Namun buku antologi berjudul "Malaysia-Indonesia: Narasi-Narasi Lintas Budaya dan Negara" menawarkan sebuah sudut pandang yang berbeda.
Buku setebal 232 halaman ini menggambarkan hubungan dua negara serumpun dari perspektif akar rumput, orang-orang biasa, duta-duta kecil dua negara, yang ketika kita membaca kisah-kisahnya bak mendengarkan langsung penuturan rekan sejawat saat sedang bersantai di kedai kopi.
Bukunya merupakan kumpulan tulisan dari pengalaman yang dialami dan dirasakan oleh 15 orang penulisnya, yang terdiri atas orang Indonesia dan Malaysia.
Para penulisnya antara lain orang-orang yang pernah mengambil studi di universitas kedua negara, dosen, seniman, musisi, pelancong, hingga eks pekerja kilang.

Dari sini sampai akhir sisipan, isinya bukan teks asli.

PR #2088, opened 2025-01-26
Allow getCards to be reactive wrt to changes in query arg

tintinthong:
Ecosystem team had trouble using `getCards` like a resource. Particularly, changing query argument causse the search resource to recompute -- this did not work. This let to some confusing workarounds that force the re-instantiation of the resource. The main issue is for `ember-resources` we expect `Search.from(this,()=> objectWithArgs)` to exist in the root of the componet but we are wrapping it in a function and each arg item is passed as a value -- I  changed the expected reactive arg item into thunks

**Note**
- **Adding card api test**: this PR introduce some test to the usage of card api of card users. I added this test suite with the intent of making clear what card authors have access to and the correct way to use it
- **Promote getCards as a publicAPI**: I intentionally promoted since card users would want to use it
- **Suspicion**: My suspicion is that other resources use the same pattern and maybe accidentally re-instantiating as opposed to sitting on the component and recomputing

### DIFF
--- a/packages/host/app/resources/search.ts
+++ b/packages/host/app/resources/search.ts
@@ -28,8 +28,8 @@ import type RealmServerService from '../services/realm-server';
 
 interface Args {
   named: {
-    query: Query;
-    realms?: string[];
+    query: Query | undefined;
+    realms: string[] | undefined;
     isLive?: true;
     doWhileRefreshing?: (ready: Promise<void> | undefined) => Promise<void>;
   };
@@ -47,7 +47,13 @@ export class Search extends Resource<Args> {
 
   modify(_positional: never[], named: Args['named']) {
     let { query, realms, isLive, doWhileRefreshing } = named;
-    this.realmsToSearch = realms ?? this.realmServer.availableRealmURLs;
+    if (query === undefined) {
+      return;
+    }
+    this.realmsToSearch =
+      realms === undefined || realms.length === 0
+        ? this.realmServer.availableRealmURLs
+        : realms;
 
     this.loaded = this.search.perform(query);
     waitForPromise(this.loaded);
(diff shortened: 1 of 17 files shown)


packages/host/app/resources/search.ts
```diff
@@ -202,32 +211,27 @@ export class Search extends Resource<Args> {
...
+}
+
+export function getSearch(
   parent: object,
-  query: Query,
-  realms?: string[],
+  getQuery: () => Query | undefined,
+  getRealms?: () => string[] | undefined,
   opts?: {
     isLive?: true;
```
tintinthong, line 225: The core change bottoms out here

packages/host/app/resources/search.ts
```diff
@@ -47,7 +47,13 @@ export class Search extends Resource<Args> {
 
   modify(_positional: never[], named: Args['named']) {
     let { query, realms, isLive, doWhileRefreshing } = named;
-    this.realmsToSearch = realms ?? this.realmServer.availableRealmURLs;
+    if (query === undefined) {
+      return;
+    }
```
tintinthong, line 52: I think its very possible that we build the query asynchronously. It is no good, sometimes to query a default value as it will cause blinking and an unnecessary fetch.

packages/host/tests/integration/components/card-api-test.gts
```diff
@@ -0,0 +1,258 @@
...
+        }
+        get realms() {
+          return [testRealmURL]; //TODO: Investigate where meta is returned. Offer a context where the symbol exists
+        }
+        resource = this.args.context?.actions?.getCards
+          ? this.args.context.actions.getCards(
+              () => this.query,
+              () => this.realms,
+            )
+          : undefined;
```
tintinthong, line 186: Here is an example of usage of the api

lukemelia (approved):
LGTM, perhaps consider explaining in a comment near the getCards signature why it requires functions instead of args passed directly

tintinthong:
This also fixes a bug in boxel spec preview whereby the boxel spec accordion doesn't re-render when u choose another card export

PR #2090, opened 2025-01-27
remove aspect ratio from grid-view-container

lucaslyl:
linear: https://linear.app/cardstack/issue/CS-7918/remove-grid-view-container-aspect-ratio

- remove the aspect-ratio property when you need more control over the element's height
- we need to explicitly set a specific height for the element that does not align with the aspect ratio

example:The deal grid view requires more height on the card, but the aspect ratio will block the custom height.
Screenshot 2025-01-27 at 12 39 40


burieberry (commented):
Fine to remove these from here, however, can you add the aspect-ratio and possibly the height in Blog App css where this is used? Also, any change you make to files that also exist in seed realm, you'll need to make the same changes there and confirm that it works as expected.

burieberry (commented):
Blog app also needs the `--default-grid-view-height: max-content;`, otherwise items overlap when screen is narrowed.

overlap

lucaslyl:
> Blog app also needs the `--default-grid-view-height: max-content;`, otherwise items overlap when screen is narrowed.
> 
> overlap

I have applied --grid-view-height instead of --default-grid-view-height to the blog app CSS, and thank you for the advice on this.

image

burieberry (approved):

PR #2091, opened 2025-01-27
CS-7888 refactor task planner component

richardhjtan:
Refer to https://linear.app/cardstack/issue/CS-7888/refactor-task-planner-component

### What is changing
- refactor and improve base task planner component to be more straightforward 
- refactor CRM task planner
- refactor Sprint Planner


tintinthong (approved):
This is good improvement that makes everything simpler. There are some changes in mind but I will handle it while ur on hols

richardhjtan:
Cool @tintinthong ,thanks for the pairing previously

PR #2098, opened 2025-01-28
Playground panel accordion item

burieberry:
- display playground panel only when a card def is selected
- add background and instance chooser
- instance chooser updates dropdown options when selected card def changes (within same file or when a different file is selected)
playground-panel
playground-panel-selected


packages/host/app/components/operator-mode/code-submode.gts
```diff
@@ -496,6 +498,17 @@ export default class CodeSubmode extends Component<Signature> {
     return undefined;
   }
 
+  private get displayPlayground() {
```
lukemelia: Consider renaming to `shouldDisplayPlayground` to avoid confusion with the verb usage of "display"

packages/host/app/components/operator-mode/code-submode/playground-panel.gts
```diff
@@ -0,0 +1,169 @@
...
+  @service private declare realmServer: RealmServerService;
+  @tracked private selectedItem?: CardDef;
+
+  private options = getCards(
+    () => ({
+      filter: { type: this.args.codeRef },
+      sort: [{ by: 'createdAt', direction: 'desc' }],
+    }),
+    () => this.realmServer.availableRealmURLs,
+  );
```
lukemelia, line 96: I was imagining this would be based on the recent files list in code mode (most recently viewed). But I like using this query. Maybe we should combine the ideas and run the query, then bubble up items on the recently accessed list to the top? Also, should have a max that we show in this list -- maybe 5?

lukemelia (approved):

PR #2104, opened 2025-01-30
Refactor links to many component

tintinthong:


tintinthong:
This is wrong. We indeed need the @model (the outer containing box) being passed in and its not a substitute for arrayField. I shall just leave it as it is

PR #2105, opened 2025-01-30
new arg to filter by subclass ref

tintinthong:
Purpose of this PR is to enable spec to choose linkedExamples that link by type 

Screenshot 2025-02-05 at 16 36 17

Screenshot 2025-02-05 at 16 41 07

API change
- <@fields @subclassType={{ref}} />. This means users can control the linksTo and linksToMany editor via this arg. It will only work if you pass in a ref which is indeed a subclass of the type. Otherwise, it defaults to original behaviour
- I named it subclassType as the arg @lukemelia different from here https://discord.com/channels/584043165066199050/900021750367129641/1334556182001483826 bcos, I think its wrong to overwrite the field entirely. Now the api works st, you only pass the ref that way @fields.author is still true to the type of author but you can for example, <@fields.author @subclassType=bigAuthorRef>. The issue with adding another filter to the every = [ ] in the card chooser is that the index never supports 2 types so we always have to commit to one


packages/base/links-to-editor.gts
```diff
@@ -143,6 +147,7 @@ export class LinksToEditor extends GlimmerComponent<Signature> {
 
   private chooseCard = restartableTask(async () => {
     let type = identifyCard(this.args.field.card) ?? baseCardRef;
+    type = await getNarrowestType(this.args.subclassType, type, myLoader());
```
burieberry: Alternatively, you can only call this function if a subclassType arg was provided

burieberry: Actually do you even need to check if the `type` is the base CardDef? We know that all cards descend from it, so maybe in that case you can skip loading the whole chain and just use the provided subtype.

burieberry (commented):
This is all good, but I think it would be fine to make an exception and not check `isInsideAncestorChain` when the `type` we're comparing to is the base carddef. `isInsideAncestorChain` will end up loading all the cards in the ancestor chain when we already know that all card subtypes descend from card def. In that case, you can just confirm via `isCardDef` for the subtype if we're not sure if the type is a card.

packages/base/links-to-editor.gts
tintinthong: > Actually do you even need to check if the type is the base CardDef? We know that all cards descend from it, so maybe in that case you can skip loading the whole chain and just use the provided subtype.

I think we do. We need to check if type is base CardDef as a terminating condition to "stop checking".

tintinthong: @burieberry maybe we can talk thru this after standup. Probably some small misunderstanding

tintinthong: @burieberry I have made the change that you have suggested

packages/runtime-common/code-ref.ts
```diff
@@ -227,3 +227,27 @@ export function humanReadable(ref: CodeRef): string {
...
+async function isInsideAncestorChainOfCardDef(
+  codeRef: CodeRef,
+  loader: Loader,
+): Promise<boolean | undefined> {
+  let card = await loadCard(codeRef, { loader: loader });
+  if (isCardDef(card)) {
+    return true;
+  }
+  return false;
+}
```
burieberry: I thought about this and I think it would be good to add to this some of your previous logic. This makes sense if the `type` we're comparing to is base CardDef, or if we only care that the subtype is a card def, regardless of what the `type` we're comparing to is. If `type` is not base card def, then we should consider if we want to confirm that `subtype` is descended from it. We currently only use this `subtype` argument for BoxelSpec, but making this change would allow us to use it in different cases where the `type` is not base card def. I'm open to hearing what other people in the team thinks about this.

tintinthong: For context, this is the diff change https://github.com/cardstack/boxel/pull/2105/commits/02e8408b776f4dea179978271b6f1febc0246f9b. Previously, we use to have more generic handling of the subtype

packages/runtime-common/code-ref.ts
```diff
@@ -227,3 +227,27 @@ export function humanReadable(ref: CodeRef): string {
 function assertNever(value: never) {
   return new Error(`should never happen ${value}`);
 }
+
+async function isInsideAncestorChainOfCardDef(
```
habdelra: javascript has a similar kind of function called `typeof`. maybe that is a clearer name for this method: `isTypeOf()`

habdelra: Actually, i take that back, this looks like a synonmym for isCardDef. let's just overload that specific method so it takes either a codeRef and loader and an already running card:

```
export function isCardDef(card: any): card is typeof CardDef;
export function isCardDef(codeRef: CodeRef, loader: Loader): boolean
export function isCardDef(cardOrCodeRef: any, loader?: Loader): boolean { ... }
```
(not too sure how all the type assertion works out since you can't assert a CodeRef  param is a CarDef). if the overload doesn't work, at least try to name this is similar as you can to `isCardDef`, so that it is clear that we are using the same semantics.

packages/host/tests/acceptance/code-submode/spec-test.gts
```diff
@@ -326,6 +326,33 @@ module('Spec preview', function (hooks) {
     await click('[data-test-create-spec-instance]');
     assert.dom('[data-test-exported-type]').hasText('card');
   });
+
+  test('can add linked examples to spec instance narrows the chooser by code ref inside of the instance', async function (assert) {
```
lukemelia:
```suggestion
  test('when adding linked examples, card chooser options are narrowed to this type', async function (assert) {
```

packages/base/card-api.gts
```diff
@@ -1092,7 +1093,13 @@ class LinksTo<CardT extends CardDefConstructor> implements Field<CardT> {
     }
     return class LinksToComponent extends GlimmerComponent<{
       Element: HTMLElement;
-      Args: { Named: { format?: Format; displayContainer?: boolean } };
+      Args: {
+        Named: {
+          format?: Format;
+          displayContainer?: boolean;
+          subclassType?: ResolvedCodeRef;
```
lukemelia: Perhaps `typeConstraint` or `allowedClass` would be a better name?

packages/runtime-common/code-ref.ts
tintinthong: Ahh ok I think this worked but loadCard is async so I used .then within the isCardDef implementation. I also added a note on using `isCardDef` in `getNarrowestType`

lukemelia (approved):

burieberry (approved):
Looks much better

PR #2106, opened 2025-01-30
Host command to add a field to a card definition

jurgenwerk:
Adds a new host command so that the bot (AI assistant in code mode) will be able to add fields to a gts file. 

TODO:
- [ ] Use the command in the "Add field" functionality in the schema editor


jurgenwerk:
This is already reviewable, however Luke suggested to use this command in the "Add field" functionality in the schema editor, so I added it as a TODO.

packages/runtime-common/module-syntax.ts
```diff
@@ -434,12 +440,12 @@ function makeNewField({
...
-  if (
-    fieldRef.module.startsWith(baseRealm.url) &&
-    fieldRef.name === 'default'
-  ) {
-    // primitive fields
-    return `@${fieldDecorator.name} ${fieldName} = ${fieldTypeIdentifier.name}(${fieldCardIdentifier.name});`;
+  if (sourceCodeForComputedField) {
+    return `@${fieldDecorator.name} ${fieldName} = ${fieldTypeIdentifier.name}(${fieldCardIdentifier.name}, {
+              computeVia: function () {
+                return ${sourceCodeForComputedField}
```
lukemelia: This approach precludes being able to write a multi-line computed function. Perhaps instead, the end developer should be required to pass code that evaluates to a function, and then that function should we used as the computeVia.

packages/base/command.gts
```diff
@@ -54,6 +54,7 @@ export class WriteTextFileInput extends CardDef {
   @field content = contains(StringField);
   @field realm = contains(StringField);
   @field path = contains(StringField);
+  @field url = contains(StringField);
```
lukemelia: I see why this is convenient, but it's going to make it harder for the AI models to generate valid input to this command. Can we get away without it?

jurgenwerk: I see, I removed it, and added `realm` and `path` to `AddFieldToCardDefinitionInput` command:  https://github.com/cardstack/boxel/pull/2106/commits/8fd9004c5037ad7a8b5a04290de14e99d73e0d7e

packages/runtime-common/module-syntax.ts
jurgenwerk: Yeah that was unnecessary limiting. I modified the approach so that the user should provide the whole function implementation: https://github.com/cardstack/boxel/pull/2106/commits/9345fd9b7d779a67294e706caa8e5cbb2568f345

lukemelia (approved):

tintinthong (approved):
nice

PR #2107, opened 2025-01-30
Adding renderType flag to prerendered search endpoint

FadhlanR:
This PR introduces a new parameter called `renderType` to the prerendered search endpoint. If this parameter is defined, we will return the corresponding HTML; if it is not defined or if the HTML is not found, we will return whatever is available. Additionally, I have added a `usedRenderType` attribute to inform the client of the HTML that was ultimately used.


lukemelia (approved):
It would be good for @habdelra to review this when he gets back from vacation too (not a blocker)

burieberry (approved):

PR #2205, opened 2025-02-25
AI message: do not render html when it's in a code block

jurgenwerk:
The problem happens when the bot is streaming code: 

image

Here is how it looks after the change in this PR:
image

It turns out the browser will render HTML tags, such as `<h1>`, or `<template>`, even when they are placed inside `<pre><code> ... </code></pre>`. So we need to escape these tags in order to show the actual code (and not render it as html).


jurgenwerk:
Just FYI, once the code is finished streaming, it changes into monaco editors:

image

lukemelia (approved):

burieberry (approved):

PR #2214, opened 2025-02-26
Improve code editing skill

jurgenwerk:
Added more concrete instructions for placing <style> tags


jurgenwerk:
Merged this so we can demo it today

PR #2215, opened 2025-02-26
VSCode extension - Sync version

IanCal:
This is a large change to how the extension works. There's likely cleanup we can do, this has been done as a matter of urgency since the recent cursor change broke the existing extension completely.

The new extension allows you to

* Find your realms
* Pull down updated files from those realms
* Push up updated files from your local filesystem
* Watch your local file system and push up changes/new files as you create them

It also keeps the existing skills loading, but stores them on disk too, along with your selections so you don't need to recreate anything.

Files are stored by default within the extensions storage folder.

With this, all cursor features should work much more simply, as it doesn't interact with our code.

I can run through this on a call with anyone about where the buttons are/etc.

See CS-8045 for a demo video and a built version of the extension


packages/vscode-boxel-tools/README.md
```diff
@@ -17,11 +10,66 @@ You can also build it [locally](#development).
 
 ## Usage
 
-Open a new window and in the command palette select "Boxel Tools: Attach to Boxel Workspaces".
+### Getting Started
+
+1. Install the extension from the VS Code Marketplace or [build it locally](#development).
+2. Open a new window and in the command palette (F1 or Ctrl+Shift+P), select "Boxel Tools: Attach to Boxel Workspaces".
+3. You will be prompted to log in with your Matrix credentials:
```
lukemelia: Maybe we call them Boxel credentials instead of Matrix credentials. We don't use the term Matrix in the app UI AFAIK.

packages/vscode-boxel-tools/README.md
```diff
@@ -17,11 +10,66 @@ You can also build it [locally](#development).
...
+
+To add the Boxel workspaces to your VSCode workspace, use the + button in the Boxel view or the command "Add Boxel Workspaces Folder to Workspace".
+
+### Working with Workspace Files
+
+Once you've downloaded workspace files:
+
+1. Navigate to the files in your Explorer view
+2. Edit files as you normally would in VS Code
+3. If file watching is enabled, changes will automatically sync to the remote workspace
```
lukemelia: Is the opposite true? Will changes on the server automatically sync to the local workspace? We should probably be clear about this in the docs.

packages/vscode-boxel-tools/README.md
```diff
@@ -17,11 +10,66 @@ You can also build it [locally](#development).
...
+
+The extension includes a Skills Manager that allows you to enable various coding assistants:
+
+1. Find the "Boxel" view in the Explorer sidebar
+2. Browse available skills grouped by source (Base, Catalog, or your custom workspaces)
+3. Check the checkbox next to skills you want to enable
+4. Enabled skills will be applied to your editing experience automatically
+
+Skills are stored in two locations:
+- Skill definitions are saved in your user folder
```
lukemelia, line 50: Do you have to worry about updating them if you change a skill in your realm? If so, how do you do it?

packages/vscode-boxel-tools/src/skills.ts
```diff
@@ -35,6 +82,148 @@ export class SkillsProvider
...
+
+      fs.writeFileSync(stateFilePath, JSON.stringify(stateData, null, 2));
+      console.log('Skill state saved successfully');
+    } catch (error) {
+      console.error('Error saving skill state:', error);
+    }
+  }
+
+  // Load skills from storage
+  private loadSkillsFromStorage(): void {
```
lukemelia, line 163: Why store/read skill details to/from here rather than storing references to the skill instance json?

lukemelia (approved):
Skimmed, did not read closely, but looks good overall. Left a few comments.

packages/vscode-boxel-tools/src/skills.ts
IanCal: Yeah I should change that to store the json as is and just read as necessary

packages/vscode-boxel-tools/README.md
IanCal: There's a reload, this should be made clearer (and maybe do this on load or something, or pull any changes when we enable one).

packages/vscode-boxel-tools/README.md
IanCal: It's not, no - only pushing changes live. We should make this clear both in the docs and also probably rename the part of the extension that does this so it's clear that this is the direction. "Auto push changes" or something.

We have a matrix client in this, so with moving sse to matrix events we could do bidirectional live syncing probably, although being clear about how conflicts are handled is important.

Mereka adalah Tiyas Maulita, Azmil Tayeb, Anitha Silvia, Azmyl Yunor, Budiawan, Sharifah Nursyahidah Syed Annuar, Katrin Bandel, Jefry Musa, Putri Silaturrahmi, Ahmad Naziruddin Zakaria, Raihana Mahmud, Muhamad Hanapi B Jamaludin, Rita Audriyanti, Muhammad Febriansyah, Haris Zuan.
Meskipun keseluruhan isi buku ditulis dalam bahasa Melayu Malaysia, buku yang diterbitkan Strategic Information and Research Development Centre (RSID) dengan dukungan Kementerian Komunikasi dan Multimedia Malaysia, MyCreative Ventures dan Pelan Jana Semua Ekonomi Negara (penjana) ini mudah dipahami oleh pembaca Indonesia.
Cerita-cerita yang disampaikan tidak mendikte pembaca untuk meyakini atau mengubah persepsi. Seperti tanpa tedeng aling-aling, pengalaman demi pengalaman ditulis apa adanya secara gamblang dengan segala subyektivitas para penulisnya.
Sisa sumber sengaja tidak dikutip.